GIVEN DATA section start
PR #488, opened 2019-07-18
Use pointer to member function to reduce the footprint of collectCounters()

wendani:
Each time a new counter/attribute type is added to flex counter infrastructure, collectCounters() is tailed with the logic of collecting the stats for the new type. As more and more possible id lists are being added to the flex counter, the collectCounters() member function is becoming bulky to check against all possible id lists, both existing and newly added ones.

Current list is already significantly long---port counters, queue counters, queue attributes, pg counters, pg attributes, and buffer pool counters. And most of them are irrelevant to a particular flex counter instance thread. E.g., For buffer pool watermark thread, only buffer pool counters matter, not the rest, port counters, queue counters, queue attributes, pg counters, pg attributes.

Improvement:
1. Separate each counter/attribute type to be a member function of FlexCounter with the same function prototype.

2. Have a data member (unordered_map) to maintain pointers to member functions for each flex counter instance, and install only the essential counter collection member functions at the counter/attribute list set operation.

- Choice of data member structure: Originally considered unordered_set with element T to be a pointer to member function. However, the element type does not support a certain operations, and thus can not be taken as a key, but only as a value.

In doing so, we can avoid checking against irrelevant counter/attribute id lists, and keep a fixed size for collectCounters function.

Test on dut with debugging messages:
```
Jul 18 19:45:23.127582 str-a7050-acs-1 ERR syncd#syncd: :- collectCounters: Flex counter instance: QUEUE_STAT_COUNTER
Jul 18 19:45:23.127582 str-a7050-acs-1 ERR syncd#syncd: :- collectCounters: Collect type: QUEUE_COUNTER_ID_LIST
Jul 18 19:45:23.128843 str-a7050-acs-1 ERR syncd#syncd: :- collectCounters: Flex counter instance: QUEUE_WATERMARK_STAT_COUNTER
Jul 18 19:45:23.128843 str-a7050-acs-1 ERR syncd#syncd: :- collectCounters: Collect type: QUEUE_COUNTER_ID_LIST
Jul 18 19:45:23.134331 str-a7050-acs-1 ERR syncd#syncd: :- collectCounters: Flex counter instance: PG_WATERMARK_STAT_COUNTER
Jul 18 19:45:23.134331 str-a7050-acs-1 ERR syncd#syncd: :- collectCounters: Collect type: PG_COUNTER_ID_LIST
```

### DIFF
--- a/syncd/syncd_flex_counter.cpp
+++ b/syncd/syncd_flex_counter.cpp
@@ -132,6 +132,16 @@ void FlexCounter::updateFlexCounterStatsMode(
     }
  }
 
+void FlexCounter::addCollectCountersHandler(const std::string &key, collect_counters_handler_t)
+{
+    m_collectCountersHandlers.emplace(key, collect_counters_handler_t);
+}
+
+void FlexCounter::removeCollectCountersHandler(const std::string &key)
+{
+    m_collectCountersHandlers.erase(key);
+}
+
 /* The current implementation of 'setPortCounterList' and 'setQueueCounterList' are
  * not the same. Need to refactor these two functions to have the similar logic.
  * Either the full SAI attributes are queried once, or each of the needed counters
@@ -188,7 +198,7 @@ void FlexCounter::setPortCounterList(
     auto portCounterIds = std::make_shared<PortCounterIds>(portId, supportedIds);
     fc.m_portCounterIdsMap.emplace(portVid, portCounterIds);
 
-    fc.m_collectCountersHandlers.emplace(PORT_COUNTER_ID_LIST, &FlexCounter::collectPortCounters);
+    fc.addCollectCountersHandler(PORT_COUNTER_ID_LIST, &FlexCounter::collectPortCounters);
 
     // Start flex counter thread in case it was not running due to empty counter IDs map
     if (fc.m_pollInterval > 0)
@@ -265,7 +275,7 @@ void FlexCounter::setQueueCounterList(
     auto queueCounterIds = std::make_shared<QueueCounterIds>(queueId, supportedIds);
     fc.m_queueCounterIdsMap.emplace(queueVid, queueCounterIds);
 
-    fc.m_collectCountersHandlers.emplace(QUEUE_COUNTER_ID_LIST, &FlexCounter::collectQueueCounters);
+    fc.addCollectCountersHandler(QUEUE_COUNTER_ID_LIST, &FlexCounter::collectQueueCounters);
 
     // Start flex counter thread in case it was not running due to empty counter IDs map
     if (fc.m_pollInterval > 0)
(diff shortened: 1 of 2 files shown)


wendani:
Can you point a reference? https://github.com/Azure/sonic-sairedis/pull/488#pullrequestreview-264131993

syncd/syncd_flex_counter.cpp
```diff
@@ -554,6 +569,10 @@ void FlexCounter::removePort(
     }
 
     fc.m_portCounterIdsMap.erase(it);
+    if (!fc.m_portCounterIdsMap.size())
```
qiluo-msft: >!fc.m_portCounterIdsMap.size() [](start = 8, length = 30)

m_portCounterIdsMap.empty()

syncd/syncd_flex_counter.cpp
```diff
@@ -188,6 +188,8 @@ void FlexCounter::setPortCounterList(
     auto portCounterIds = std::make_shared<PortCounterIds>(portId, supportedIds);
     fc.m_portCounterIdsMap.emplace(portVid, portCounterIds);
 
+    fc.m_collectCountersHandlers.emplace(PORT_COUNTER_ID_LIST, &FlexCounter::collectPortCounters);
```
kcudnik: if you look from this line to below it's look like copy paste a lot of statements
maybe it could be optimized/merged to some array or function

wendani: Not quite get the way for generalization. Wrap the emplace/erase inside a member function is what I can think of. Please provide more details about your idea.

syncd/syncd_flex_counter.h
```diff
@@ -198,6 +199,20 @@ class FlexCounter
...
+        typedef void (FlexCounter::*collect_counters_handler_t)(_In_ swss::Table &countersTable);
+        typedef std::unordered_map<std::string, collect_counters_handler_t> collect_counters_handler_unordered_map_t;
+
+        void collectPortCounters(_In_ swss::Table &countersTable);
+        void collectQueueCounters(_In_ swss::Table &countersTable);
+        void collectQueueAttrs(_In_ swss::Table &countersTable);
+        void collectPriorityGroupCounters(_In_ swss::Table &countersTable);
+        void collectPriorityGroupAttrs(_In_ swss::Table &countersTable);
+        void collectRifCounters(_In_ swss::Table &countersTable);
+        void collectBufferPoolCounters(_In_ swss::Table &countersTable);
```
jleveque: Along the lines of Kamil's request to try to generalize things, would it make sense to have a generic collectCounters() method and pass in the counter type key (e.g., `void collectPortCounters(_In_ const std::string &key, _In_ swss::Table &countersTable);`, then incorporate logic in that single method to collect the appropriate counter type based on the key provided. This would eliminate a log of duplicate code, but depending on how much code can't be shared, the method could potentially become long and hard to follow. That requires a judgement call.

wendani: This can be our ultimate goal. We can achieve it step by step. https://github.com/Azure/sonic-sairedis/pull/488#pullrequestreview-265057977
GIVEN DATA section end
GIVEN DATA section start
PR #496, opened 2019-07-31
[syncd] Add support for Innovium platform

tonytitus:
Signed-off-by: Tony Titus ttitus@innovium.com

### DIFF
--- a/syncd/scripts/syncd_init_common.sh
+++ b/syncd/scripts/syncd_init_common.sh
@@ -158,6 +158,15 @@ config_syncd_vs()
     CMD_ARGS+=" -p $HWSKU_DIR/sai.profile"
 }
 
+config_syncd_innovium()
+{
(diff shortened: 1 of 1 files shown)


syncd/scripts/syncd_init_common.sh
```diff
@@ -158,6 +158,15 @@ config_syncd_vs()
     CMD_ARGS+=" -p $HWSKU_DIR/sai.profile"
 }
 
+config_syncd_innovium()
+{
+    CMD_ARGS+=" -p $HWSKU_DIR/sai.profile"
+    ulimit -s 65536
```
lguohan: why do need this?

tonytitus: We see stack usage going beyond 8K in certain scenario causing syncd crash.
GIVEN DATA section end
(TASK STATEMENT) Could you find every line in the records above that contains the word "certain" and copy it?

(PROBLEM SOLUTION)
- Choice of data member structure: Originally considered unordered_set with element T to be a pointer to member function. However, the element type does not support a certain operations, and thus can not be taken as a key, but only as a value.
tonytitus: We see stack usage going beyond 8K in certain scenario causing syncd crash.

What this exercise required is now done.